While I was reading some of the existing documentation about the Resource Description Framework (RDF), last week, I found myself wondering about a particular feature with regards to localization (L10N) -- in a broader sense, internationalization (I18N) -- namely as with regards to internationalization of static application data label text, moreover as concerning a concept semantically towards an application of CORBA in Common Lisp, at an extent that the implementation might be integrated more thoroughly with the Common Lisp Metaobject Protocol (MOP), more than the present Lisp bindings for IDL.

Hypothetically -- in an offhand design specification, albeit -- an IDL implementation may be defined, effectively, as an extension of MOP. In an application view, IDL attributes may be represented with specific extensions of the MOP slot definition classes, such that the extending classes may naturally serve as to encode features of IDL source forms, secondly such that may be applied in reflective procedures of a CORBA Interface Repository (IR) in defining, essentially, both of an abstract application space, via portable CORBA object services, along with an application serving as an implementation of the same abstract application space in portable Common Lisp. The concept of an abstract application space, as such -- though I might be the first person ever suggesting any such concept -- I think it's almost suggested by the design of the application space of the Android platform, together with any number of web service applications such that provide data services for Android applications. Though it might seem to be as if written between the rows and columns of application icons on an Android home screen, moreover hinted towards -- ever so subtly -- via the Android resource 'share' feature, buy insofar as if such a thing would be assembled exclusively of HTTP services, I'm afraid it might make for something of an overall protocol nightmare, candidly.

Although it may seem as though the set of extensions of the primary CORBA specifications have been defined, by in large, for support of enterprise commercial systems, and -- in something of a sense of nuance, perhaps -- it might be assumed as though there was no space for any sort of an independent platform in CORBA object services, and -- if one would suggest otherwise -- it might seem like all of an absurdly radical concept, there's my primary concern in denoting any such concept.

Presently, the discussion will resume to a matter of language codes.

After some litttle tooling around with the Protégé toolkit, of course the author is familiar with the RDF syntax of suffixing a language tag to an RDF literal resource, such as to denote a logical, linguistic derivative of a fundamental resource concept, or directly to denote a language in which an RDF literal value finds a lexicon.
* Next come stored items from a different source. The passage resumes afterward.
PR #526, opened 2021-03-11
Complete nullable annotations

iamcarbon:
This PR completes the nullability annotations and enables nullable at the project level. 

There are 4 possibility breaking changes introduced to enforce initialization of non-nullable properties to the following classes.

HeadingLinkReferenceDefinition
FootnoteLink
FootnoteLinkReference
HtmlInline

While these classes have to be constructed with a non-null object, they remain fully mutable after construction to allow the DOM to be manipulated.

### DIFF
--- a/src/Markdig/Helpers/StringSlice.cs
+++ b/src/Markdig/Helpers/StringSlice.cs
@@ -83,7 +83,7 @@ namespace Markdig.Helpers
         /// <summary>
         /// The text of this slice.
         /// </summary>
-        public string Text;
+        public readonly string Text;
 
         /// <summary>
         /// Gets or sets the start position within <see cref="Text"/>.
--- a/src/Markdig/Helpers/StringSlice.cs
+++ b/src/Markdig/Helpers/StringSlice.cs
@@ -2,6 +2,8 @@
 // This file is licensed under the BSD-Clause 2 license. 
 // See the license.txt file in the project root for more information.
 
+#nullable disable
+
 using System;
 using System.Runtime.CompilerServices;
 
@@ -81,7 +83,7 @@ namespace Markdig.Helpers
         /// <summary>
         /// The text of this slice.
         /// </summary>
-        public readonly string Text;
+        public string Text;
 
         /// <summary>
         /// Gets or sets the start position within <see cref="Text"/>.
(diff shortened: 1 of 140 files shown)


src/Markdig/Helpers/StringSlice.cs
```diff
@@ -81,7 +83,7 @@ public StringSlice(string text, int start, int end, NewLine newLine)
         /// <summary>
         /// The text of this slice.
         /// </summary>
-        public readonly string Text;
+        public string Text;
```
MihaZupan, line 86: Why this change?

src/Markdig/Renderers/Normalize/Inlines/LinkInlineRenderer.cs
```diff
@@ -44,7 +44,7 @@ protected override void Write(NormalizeRenderer renderer, LinkInline link)
                 {
                     renderer.Write('(').Write(link.Url);
 
-                    if (!string.IsNullOrEmpty(link.Title))
+                    if (link.Title is { Length: > 0 })
```
MihaZupan, line 47: We don't *have* to change everything to pattern matching. Last time I checked it still had worse code generation, so as long as we don't do it on hot paths is should be fine.

MihaZupan (commented):
Aside from the StringSlice change, LGTM, thanks

src/Markdig/Helpers/StringSlice.cs
iamcarbon: Good catch! Thank you. This was accidental when backing out of changing this to a readonly property.

src/Markdig/Renderers/Normalize/Inlines/LinkInlineRenderer.cs
iamcarbon: Agreed -- and have seen similar reports of worse codegen for this pattern. This is another one-off to ensure for the analyzer to flow through the non-null check.

iamcarbon:
@MihaZupan -- Thank you for reviewing and catching that unintended change. Going to squeeze in one final commit to remove the existing #nullable enable directives and reduce churn.... and this should be GTG.

iamcarbon:
And done.

xoofx:
Amazing work @iamcarbon! 👍

Issue #2332, opened 2025-06-03
Improvement: Copy current month's budget from previous month


vaishsriram:
Manually recreating the same budget amounts every month is a pain in the UI. Can we add a feature that lets users copy the previous month’s budget into the current one with a single click?

Nice to have:
* Auto-suggest copying on first visit to a new month.
* Keyboard shortcut?

PR #2385, opened 2025-06-16
Added budget copy feature

sathudeva7:
Fixed issue #2332


zachgoll (commented):
Thanks for the contribution here!

I've got some performance related code that will be pushed shortly related to budgeting features, so I'll have to revisit this once those are in as they will likely affect how we approach this copy/duplicate functionality.

PR #2391, opened 2025-06-18
fix(ui): iOS PWA should take full screen height

### LINKED ISSUE #2342: Bug: PWA iOS Not Fullscreen / Not Theme Aware
### General checklist

- [x] I have removed personal / sensitive data from screenshots and logs
- [x] I have searched [existing issues](https://github.com/maybe-finance/maybe/issues?q=is:issue) and [discussions](https://github.com/maybe-finance/maybe/discussions) to ensure this is not a duplicate issue
    
### How are you using Maybe?

- [ ] I am a paying Maybe customer (hosted version)
  - Paying Maybe users can also open requests in Intercom (if there is sensitive info involved)
- [x] I am a self-hosted user

### Self hoster checklist

_Paying, hosted users should delete this entire section._

If you are a self-hosted user, please complete all of the information below.  Issues with incomplete information will be marked as `Needs Info` to help our small team prioritize bug fixes.

- Self hosted app commit SHA (find in user menu): [d059465](https://github.com/maybe-finance/maybe/commit/d05946596efa3b1c925ac07fccd7d9f7aaa094ce)
  - [x] I have confirmed that my app's commit is the latest version of Maybe
- Where are you hosting?
  - [ ] Render
  - [x] Docker Compose
  - [ ] Umbrel
  - [ ] Other (please specify)

---

## Bug description

When the Maybe Finance web application is added to the Home Screen as a Progressive Web App (PWA) on iOS devices (specifically iPhone), it does not display in full-screen mode. There is persistent "dead space" or white bars at the top (around the signal/battery indicator area, or dynamic island) and at the bottom (around the home indicator bar). This prevents the PWA from fully matching the device's screen and integrating seamlessly with the iOS theme, especially in Dark Mode.

Additionally, the system UI elements (like the signal, battery, and time indicators at the top, and the home indicator bar at the bottom) do not adapt to the dark theme of the Maybe app. They remain with light/white backgrounds, breaking the immersive dark mode experience of the PWA.

### To Reproduce

Be as specific as possible so Maybe maintainers can quickly reproduce the bug you're experiencing.

1. Open Safari browser.
2. Navigate to the self-hosted Maybe app URL
3. Tap the "Share" icon (square with an arrow pointing up).
4. Select "Add to Home Screen".
5. Tap "Add" to install the PWA.
6. Close Safari and launch the Maybe app from the Home Screen.
7. Observe the white bars/dead space at the top and bottom of the screen.
8. (Optional) Ensure iOS is in Dark Mode and observe that the system UI elements (signal, time, battery) do not adapt to the app's dark theme.

### Expected behavior

What is the intended behavior that you would expect?

The PWA should launch and display in a true full-screen, immersive experience, utilizing the entire screen real estate of the iOS device. The top status bar (signal, time, battery) and the bottom home indicator bar should ideally integrate seamlessly with the app's chosen theme (e.g., blend into the dark background of the app when in Dark Mode), rather than showing distracting white bars or non-matching colors.

### Screenshots and/or recordings

We highly recommend providing additional context with screenshots and/or screen recordings.  This will _significantly_ improve the chances of the bug being addressed and fixed quickly.

Image

KenTandrian:
This PR fixes #2342, which comprises these issues:
* The page content was not taking full height of the iOS screen in PWA, resulting in dead space at the bottom.
* The top status bar and the bottom home indicator were not theme-aware, breaking the immersive dark mode experience.

## Changes
* Set `env(safe-area-inset-top)` as top margin instead of top padding for `html`.
* Remove `safe-area-inset-bottom` padding from the bottom navigation component since `html` has it.
* Ensured `body` adapts background color by dynamically setting it to `bg-surface`.
* Add top and bottom padding based on safe area height to dialog component.

## After

Dark mode
Light mode


zachgoll (changes requested):
Thanks for the fix here, but this seems to cause several visual regressions to the desktop version of the app. Below are just a few examples, but I'm sure there are several more:

CleanShot 2025-06-23 at 10 27 27

CleanShot 2025-06-23 at 10 28 08

We need to be super careful editing these files as they apply to many views across the app.

KenTandrian:
@zachgoll Thanks for the feedback. My bad for removing `h-full` from `body`, resulting in the page not taking full height.

I have reverted some of the changes and only focus on 3 things:
1. Set `env(safe-area-inset-top)` as top margin instead of top padding for `html`.
2. Remove `safe-area-inset-bottom` padding from the bottom navigation component since `html` has it.
3. Ensured `body` adapts background color by dynamically setting it to `bg-surface`.

albertorizzi:
@KenTandrian can you fix also modals? I can't close.

image

albertorizzi:
Wow! Thanks a lot!😍

albertorizzi:
Your PR https://github.com/maybe-finance/maybe/pull/2410 fix also the Current Market Price "Unknown" in these screens?

KenTandrian:
> Your PR #2410 fix also the Current Market Price "Unknown" in these screens?

Yes, I think that should be covered since [`@holding.security.current_price`](https://github.com/maybe-finance/maybe/blob/c0617f74cdadd9f96c8701158a35c5274d3f450a/app/views/holdings/show.html.erb#L24) is retrieved from the same [`find_or_fetch_price`](https://github.com/maybe-finance/maybe/blob/c0617f74cdadd9f96c8701158a35c5274d3f450a/app/models/security.rb#L15) method.

albertorizzi:
Is it possible to improve the mobile view of the Holdings tab?

image

KenTandrian:
> Is it possible to improve the mobile view of the Holdings tab?

I don't think it's related to PWA screen height? It should be a separate issue.

zachgoll (commented):
Hey @KenTandrian, sorry this is a bit of a tough one to review just given this will affect every page in our app.

I haven't had a chance to dig deeply into this yet, but my gut tells me we really need to keep that existing "global padding" intact on our `html` element, then apply specific padding/margin adjustments to things like our Dialog to make them look good on mobile.  Changing the global property to margin introduces a lot of weird UI states on "full-bleed" sections as I had screenshotted earlier, so I don't think we should be using that here.

So I think in summary what we should probably do is:

- Revert global CSS changes (keep existing padding safe areas)
- Apply specific safe area padding to fixed elements like dialogs, mobile navs, etc.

RDF language tags might find their broadest use -- broadly -- as object values in RDF annotation properties. I can't say as if that's been written so clearly in any specific documentation -- I don't believe I've ever read such a thing, precisely anywhere. So, perhaps it's simply an intuitive observation.

So far as regarding the syntax and structures of language codes as may be applied in RDF literal values, certainly one may endeavor to consult the documentation. In reading a few resources about RDF schema, as such -- long bibliography written short -- I noticed a reference to IETF BCP 47 -- in a sense, however indirectly, updated with RFC 5646, RFC 4647, and RFC 5645.

BCP 47, oringinally makes reference to an IANA Language Tags registry, which in turn makes reference to the IANA Language Subtags registry. To my best understanding, the latter serves as something of a formal structured reference, by in large supplemental to sets of language codes and script codes published by the ISO — in the latter regards, concerning script codes, thereof in manner orthogonal to Unocode Code Sets. Considering the structures defined of the IANA language subtags registry, perhaps the same regsitry may itself serve to provide something of a sense of linguistic semantic knowledge, more than the ISO language codes unardorned. In a sense, the IANA Language Subtags Registry serves as to collate so many language and script identifiers such that are defined, originally, in ISO standards documents. Of course, the IANA Language Subtags registry does not go to any great detail in its data record values, as to the providence of each respective language code or script code. However, the providence of the data values is described — broadly — in documents published of the Internet Engineering Task Force (IETF).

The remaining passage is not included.